Important: If the s3select syntax does not work while querying through trino, use the SQL syntax.

Procedure

  1. Deploy Trino and hive.
    1. Clone the repository.
      [cephuser@host01 ~]$ git clone https://github.com/ceph/s3select.git
      [cephuser@host01 ~]$ cd s3select
    2. Modify the hms_trino.yaml file with S3 endpoint, access key, and secret key.
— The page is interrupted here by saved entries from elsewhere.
Issue #1695, opened 2020-10-12
Unable to submit ticket through the support tab from settings


pooja-muchandikar:
Steps to Reproduce:

- Go to rtMedia settings
- Go to Support tab
- Enter all details in the form and upload attachment and click on submit button
- Observe that even after uploading attachment error is shown to upload attachment

Need to fix this issue and also if attachment is mandatory we can make it non-mandatory. 

Refer Visual: https://drive.google.com/file/d/1TmTcuqnJ1pXiJkBlbRbTsSk5FQ6d0bED/view

pooja-muchandikar:
Tested with `pre-release` branch and the issue is fixed.

pooja-muchandikar:
Tested with `master` branch and the issue is fixed.

pooja-muchandikar:
Released with `v4.6.5`

PR #1696, opened 2020-10-12
Issue with support file upload Resolve

vaishaliagola27:
This resolves issue in uploading images while support request. 

Related #1695


umeshnevase:
@pooja-muchandikar @vaishaliagola27 

 Attachment is uploading now. but We can make the attachment non-mandetary.

umeshnevase (approved):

      [cephuser@host01 s3select]$ cat container/trino/hms_trino.yaml
      version: '3'
      services:
        hms:
          image: galsl/hms:dev
          container_name: hms
          environment:
            # S3_ENDPOINT the CEPH/RGW end-point-url 
            - S3_ENDPOINT=http://rgw_ip:port
            - S3_ACCESS_KEY=abc
            - S3_SECRET_KEY=abc
          # the container starts with booting the hive metastore
          command: sh -c '. ~/.bashrc; start_hive_metastore'
          ports:
            - 9083:9083
          networks:
            - trino_hms
      
        trino:
          image: trinodb/trino:405
          container_name: trino
          volumes:
            # the trino directory contains the necessary configuration
            - ./trino:/etc/trino
          ports:
            - 8080:8080
          networks:
            - trino_hms
      
      networks:
        trino_hm
      
    3. Modify the hive.properties file with S3 endpoint, access key, and secret key.
      [cephuser@host01 s3select]$ cat container/trino/trino/catalog/hive.properties
      connector.name=hive
      hive.metastore.uri=thrift://hms:9083 
      
      #hive.metastore.warehouse.dir=s3a://hive/
      
      hive.allow-drop-table=true
      hive.allow-rename-table=true
      hive.allow-add-column=true
      hive.allow-drop-column=true
      hive.allow-rename-column=true
      
      hive.non-managed-table-writes-enabled=true
      hive.s3select-pushdown.enabled=true
      hive.s3.aws-access-key=abc
      hive.s3.aws-secret-key=abc
      
      # should modify per s3-endpoint-url
      hive.s3.endpoint=http://rgw_ip:port
      #hive.s3.max-connections=1
      #hive.s3select-pushdown.max-connections=1
      
      hive.s3.connect-timeout=100s
      hive.s3.socket-timeout=100s
      hive.max-splits-per-second=10000
      hive.max-split-size=128MB
      
  2. Start a Trino container to integrate Ceph Object Gateway.
    [cephuser@host01 s3select]$ sudo docker compose -f ./container/trino/hms_trino.yaml up -d
  3. Verify integration.
    [cephuser@host01 s3select]$ sudo docker exec -it trino /bin/bash
    trino@66f753905e82:/$ trino
    trino> create schema hive.csvbkt1schema;
    trino> create table hive.csvbkt1schema.polariondatacsv(c1 varchar,c2 varchar, c3 varchar, c4 varchar, c5 varchar, c6 varchar, c7 varchar, c8 varchar, c9 varchar) WITH ( external_location = 's3a://csvbkt1/',format = 'CSV');
    trino> select * from hive.csvbkt1schema.polariondatacsv;
    Note: The external location must point to the bucket name or a directory, and not the end file.